In the construction according to the third aspect of the present invention, of the three rows of ball rolling passages formed on each side of the linear guide assembly, only one row of ball rolling passage is arranged such that each ball contacts, at four contact points, with the groove surfaces. The remaining two ball rolling passages are arranged such that each ball contacts, at two points, with the groove surfaces. In the ball rolling passages of the two contact points, the rolling friction of the ball is low, and even if the radius of curvature of the groove is small, the rolling friction of the ball is increased not so much. A groove R ratio of the groove of each of those ball rolling passages of the two contact points is set to be smaller than of the ball rolling passage of the four contact points. Thus, the radius of curvature of the groove of the four-contact-point ball rolling passage remains as intact, but the radius of curvature of the groove of each two-contact-point ball rolling passage, the working of which is relatively easy and its working little affects the rolling friction, is reduced. As a result, the load capacity and rigidity are increased with a little increasing of the rolling friction.
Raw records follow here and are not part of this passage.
Issue #2490, opened 2020-05-26
 `onSubmit` or `handleSubmit` swallows all errors.


adamerose:
### Current Behavior

- Any errors occurring inside `onSubmit` get automatically caught and replaced with a nondescript console warning.  

![image](https://user-images.githubusercontent.com/10884874/82859446-bf73f080-9ee4-11ea-8e01-19e3b80df344.png)

### Expected behavior

- Errors should be thrown normally and propagated up

### Reproducible example

- https://codesandbox.io/s/formik-example-mkfcp?file=/src/App.js

### Additional context

- Only happens in versions `2.0.9` and onward
- This is the code causing it https://github.com/jaredpalmer/formik/blob/f117c04738ed218b5eb8916d7189e0849962d50d/packages/formik/src/Formik.tsx#L841
- This breaks global error handlers or anything that tries catching errors outside the `onSubmit` method itself

### Suggested solution(s)

- Revert that change. I don't think Formik should silently swallow errors, or at least there should be an option to make it not do that.

johnrom:
As described on the linked PR, this is a non-issue. `handleSubmit` is meant as an event handler that catches errors and doesn't interrupt the user in the case of catastrophic failure.

If you want to handle errors in some custom way, you should use the `submitForm` method instead, as demonstrated in the sandbox I linked in the PR.

adamerose:
> As described on the linked PR, I think this is a non-issue. `handleSubmit` is meant as an event handler that catches errors and doesn't interrupt the user in the case of catastrophic failure.
> 
> If you want to handle errors in some custom way, you should use the `submitForm` method instead, as demonstrated in the sandbox I linked in the PR.
> 
> Custom error handling is possible like this:
> 
> https://codesandbox.io/s/formik-example-sqyxe?file=/src/App.js

After considering your alternative and the problems with my pull I agree, thanks for taking a look at this.

PR #2491, opened 2020-05-26
Fix `onSubmit` or `handleSubmit` swallows all errors. #2490

adamerose:
Fixes issue #2490

When I ran `yarn test` some tests failed but I'm pretty sure they're unrelated to my code and just popped up because this issue was just hiding the errors

### DIFF
--- a/packages/formik/src/Formik.tsx
+++ b/packages/formik/src/Formik.tsx
@@ -830,12 +830,7 @@ export function useFormik<Values extends FormikValues = FormikValues>({
         }
       }
 
-      submitForm().catch(reason => {
-        console.warn(
-          `Warning: An unhandled error was caught from submitForm()`,
-          reason
-        );
-      });
+      submitForm()
     }
   );
 


packages/formik/src/Formik.tsx
```diff
@@ -830,12 +830,7 @@ export function useFormik<Values extends FormikValues = FormikValues>({
         }
       }
 
-      submitForm().catch(reason => {
-        console.warn(
-          `Warning: An unhandled error was caught from submitForm()`,
-          reason
-        );
-      });
+      submitForm()
```
johnrom, line 833: Wouldn't we need to return the Promise here in order to catch anything?:

https://codesandbox.io/s/formik-typescript-playground-dg32w?file=/pages/basic.tsx

Also, trailing semicolon please.

johnrom:
In addition to the changes that were requested above, `handleSubmit` is _not_ meant for this functionality. `handleSubmit` is meant to be an event handler which swallows errors so that the user can continue even if the submit function fails.

_the `submitForm` function should not cause an error_ unless one is thrown from the onSubmit callback (which you should instead act on within the onSubmit callback). But if it's a possibility that you want to catch, you should use the `submitForm` function instead as demonstrated in the sandbox that I link above. I recommend instead catching everything within submitForm and performing error handling there.

PR #2521, opened 2020-06-10
add validate and validationSchema to formikBag

### LINKED ISSUE #2458: Formik bag doesn’t contain `validationSchema`
### Current Behavior

`useFormikContext()`’s return value does not include `validationSchema`.

### Expected behavior

`useFormikContext()`’s return value includes `validationSchema`.

### Reproducible example

(pending)

### Suggested solution(s)

`useFormik` returns a formik bag which does not include `validationSchema`:

```
  const ctx = {
    ...state,
    // --- SNIP ---
    validateOnBlur,
    validateOnChange,
    validateOnMount
    // -- SNIP ---
  };

  return ctx;
}
```

Adding `validationSchema` to the `ctx` would make it available in `useFormikContext`.

### Your environment

| Formik           | master |
| React            | 16.13.1
| TypeScript       | 3.8.3
| Browser          | (any)
| npm/Yarn         | yarn 1.22.4
| Operating System | macOS Catalina 10.15.4 (19E287)

evertbouw:
These properties should be part of the context according to the [types](https://github.com/jaredpalmer/formik/blob/master/packages/formik/src/types.tsx#L245)

fixes #2458

### DIFF
--- a/packages/formik/src/Formik.tsx
+++ b/packages/formik/src/Formik.tsx
@@ -990,6 +990,8 @@ export function useFormik<Values extends FormikValues = FormikValues>({
     validateOnBlur,
     validateOnChange,
     validateOnMount,
+    validate: props.validate,
+    validationSchema: props.validationSchema,
   };
 
   return ctx;


bash-plentific:
This would be a great contribution, it's currently blocking us. Could we please get this release in a new revision?

johnrom:
In v3 these values will likely come from `FormikConfigContext` as their inclusion in the normal FormikContext will cause the entire context to update frequently in the event the developer generates their validate function inline in their component.

You can see this in action here: #3121

bash-plentific:
@johnrom thanks for prompt response! is there a timeline for when v3 will be launched?

johnrom:
No idea, I put forward a PR for it but I'm not a maintainer.

PR #2556, opened 2020-06-25
Extend setValue to use React.SetStateAction functionality

PatoBeltran:
This is a continuation of https://github.com/formik/formik/pull/1513 which was closed for inactivity. This PR has addressed all the comments and reused React.SetStateAction types.

With this, formik consumers could pass a value or a function to setValues just like you can with React's setState dispatchers.


james-mckenzie-cko:
is there any news on this being merged? We've just run into an issue using setValues where state isn't updated properly because of React state batching.

If anyone runs into issues in the meantime, as a temporary workaround, I'm using this:

```
const useSetFormikValues = <T>() => {
  const { values, setValues } = useFormikContext<T>();
  const [formState, setFormValues] = useState(values);

  useEffect(() => {
    setValues(formState);
  }, [formState, setValues]);

  return { setFormValues };
};
```

jaredpalmer:
This makes a lot of sense to me. Can you fix merge conflicts?

leothorp:
Would it make sense to extend this to setFieldValue as well?

PatoBeltran:
@jaredpalmer fixed merge conflicts

Ronny25:
Hi all!
Any news on this?
I think it's quite an important change for a lot of Formik users.

Ronny25:
@jaredpalmer maybe it also makes sense to have the same functionality for **setValues** helper method from **useField** hook?
As sometimes you may want to be subscribed to nested object changes and update only certain properties in there.
Would be also nice to have similar to setState logic there too.
At least, from my point of view.

johnrom:
I think instead of providing this shortcut, we should provide an API for accessing the latest ref of `values` in Formik so it is never stale. So one could do something like the following. React's useState hook doesn't provide this type of API. Sometimes I still wish it did, though. However, I think the below is much more explicit, we know the exact moment that we got the latest values.

```js
const onChange = async((event) => {
  if (event.target.name === 'sourceField') {
    const sourceValue = event.target.value;
    const destinationValue = await calculateDestinationField(event.target.value);

    setValues({ 
      ...formik.getValues(), // or formik.valuesRef.current ??
      sourceValue,
      destinationValue,
    });
  }
}, []);
```

jaredpalmer (approved):

jaredpalmer:
Can you re-open, this was merged and then reverted?

jaredpalmer:
Nvm. I actually am going to revert- the revert. 

@johnrom it's documented in the types that you can't return a promise, just a callback. You can't do what you've just described with setState, so I don't think the async nature of it matters. Stale values is a different issue.

Ronny25:
@jaredpalmer I updated Formik to 2.1.7 and there are no changes related to `setValues` 🤷 
Is there any trick or something?

nemanjacosovic:
@jaredpalmer @SarahEW1206  @ehicks05  can you please check your distribution because the discrepancy in the dist version?

**DISTRIBUTED: Missing an option to pass a function to setValues.**
Screenshot 2020-10-07 at 13 03 11

**GitHub: Change implemented in latest 2.1.7 PR**
Screenshot 2020-10-07 at 13 01 38

rmacklin:
⚠️ A note to anyone who ends up on this pull request ⚠️ 

Despite allowing you to pass a function to `setValues`, this does not actually ensure that the "`prevValues`" passed to your function is the latest form state. **_It can be stale_**:
- https://github.com/jaredpalmer/formik/issues/3047

In other words, it does **_not_** provide the same guarantees you get when passing a function to [React's `setState` method](https://github.com/reactjs/reactjs.org/blob/e4aa5076c2f8b9bf2b035c24a28cb80e6166333f/content/docs/reference-react-component.md#setstate-setstate) (even if the pull request title makes you think it would).

PR #2586, opened 2020-07-06
Remove empty hooks in production build output

wmzy:
`__DEV__` is a constant. It won't change the order of hooks.

image


jaredpalmer:
Smart!

Issue #2606, opened 2020-07-14
Tutorial: getFieldProps example breaks styles


rahulbhooteshwar:
## 📖 Documentation
[getFieldProps Example](https://formik.org/docs/tutorial#getfieldprops) removes type attribute from form fields & thus breaks the existing styles.
It may lead to confusion for the beginners & they can loose focus from the main agenda of the tutorial.

Issue #2604, opened 2020-07-14
Tutorial: Formik Installation step is missing - Local Development Environment Setup


rahulbhooteshwar:
## 📖 Documentation
[Tutorial - Local Development Environment Setup](https://formik.org/docs/tutorial#setup-option-2-local-development-environment)
Setup steps tells about creating new React app, deleting existing src demo code & creating the starter code (styles.css & index.js).
After that, users are told to run the project using yarn start.

These instructions misses very important step of ***installing Formik***

That step should be added to avoid confusions for beginners.

PR #2607, opened 2020-07-14
Fix Docs: Tutorial, getFieldProps example & local development environment setup

rahulbhooteshwar:
Fixes: #2606 
Fixes: #2604
* Formik installation step is missing in basic development environment setup
* Due to missing type attribute styles are breaking for input fields in current documentation.


rahulbhooteshwar:
It also fixes #2604

Issue #3861, opened 2023-08-09
Missing `props.onReset` dependency in useCallback of resetForm function.


rajpatelbot:
### Current Behavior
If we have alternative thing to reset like search and filter, so suppose i have a object which have search and filter key and at first the i searched something and then i do filter and now after filter i reset the search value and then i reset the filter then the automatically the previous searched value comes in search and again i have to press on reset search button to clear it.

### Expected behavior

I am expecting that after clicking the resetFilter button the search should not take the previously searched value.

### Suggested solution(s)
In the resetForm function the useCallback should have dependency `props.onReset`.

### Additional context

Reference line: https://github.com/jaredpalmer/formik/blob/main/packages/formik/src/Formik.tsx#L420

### Your environment

| Software         | Version(s) |
| ---------------- | ---------- |
| Formik           | 2.4.2
| React            | 18.2.0
| TypeScript       | 5.0.2
| Browser          | Chrome
| npm/Yarn         | npm
| Operating System | Windows 10

rajpatelbot:
This issue is not fixed still same behaviour happens.

PR #3872, opened 2023-08-31
FIX: Fixed resetForm function dependency issue

rajpatelbot:
Closes: #3861

As i mentioned in the issue section that the unexpected behaviour is comming while using resetForm function due to missing dependency. Here is the fix.


probablyup (approved):
Makes sense ty

Issue #3874, opened 2023-09-05
passing all values as the second parameter when calling Field's validate


myNameIsDu:
## Feature request

passing all values as the second parameter when calling Field's validate

### Current Behavior
just passes the current value as the first parameter

### Desired Behavior

passing all values as the second parameter when calling Field's validate

### Suggested Solution

passing all values as the second parameter when calling Field's validate

### Describe alternatives you've considered

I have tried many alternative solutions, but I haven't found a suitable one.

### Additional context

In the context of my application, there's a dynamic form, For example, it's a radio group. When I select the 'A' option, it triggers the rendering of an additional input or other components. Once rendered, this component is automatically registered and set as 'required'. On the other hand, if I opt for a selection other than 'A', different fields and components get registered. So that's the reason why I'm using Field's validate, I don't have to operate the huge schema, The Field'validae comes with automatic registration and logout

Here's the smallest reproducible example: https://stackblitz.com/edit/stackblitz-starters-pxyrgo?file=src%2FApp.tsx. 
To reproduce the issue, follow these steps:

1. Click the 'Add' button.
2. Enter "1" into the second input.
3. Check the console.

You'll notice that the values in the validate function are stale.

Finally, I'd like to thank you for your outstanding work in creating this invaluable form library. Regarding this issue, if you agree to add this feature, I'm more than willing to implement it

PR #3882, opened 2023-09-12
feat: passing all values as the second parameter when calling Field's validate

myNameIsDu:
ref: #3874


probablyup:
Generally in favor, could you adjust the documentation and add a changeset? Thanks

myNameIsDu:
I've already adjusted the Field API document, but I'm not sure if there are other places I need to adjust. If there are, please let me know.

The groove R ratio of each two-contact-point ball rolling passage is set at more than 50%. The reason for this is that at 50% of the groove R ratio, the size (radius) of the ball is equal to that of the ball rolling groove, and the entire range of the flank when viewed in the radial direction comes in contact with the ball, to thereby provide a maximum contact area.
In the modification of the above-mentioned construction according to the third aspect of the present invention, the groove R ratio of each two-contact-point ball rolling passage is set to be more than 50% but less than 53%. The reason for this is that if the groove R ratio is not more than 50%, the radius of curvature of the groove is below the radius of the ball, viz., such a groove is nonsense, and if it exceeds 53%, it is impossible to secure the required load capacity and rigidity.
As for the four-contact-point ball rolling passage, if its groove R ratio is less than 53%, the contact area is excessively large, the rolling friction is noticeable, and the working of grooves and its accuracy control are difficult. If the groove R ratio exceeds 56%, it is impossible to secure the load capacity and rigidity in excess of those of the conventional four-contact-point ball rolling passage.
In the linear guide assembly of the invention, the groove R ratio of the ball rolling groove of the four-contact-point ball rolling passage is used as intact, viz., it is set at a value approximately equal to that of the ball rolling groove of the two-contact-point ball rolling passage, so as not to make it difficult to work the grooves and to control the accuracy in the working of the grooves. The groove R ratio of the ball rolling groove of the two-contact-point ball rolling passage, in which the rolling friction of the ball is originally low, is set at a value smaller than of the conventional one. Therefore, the load capacity and rigidity can successfully be increased while keeping easy working of grooves and easy control of working accuracy and little increasing the rolling friction of the balls.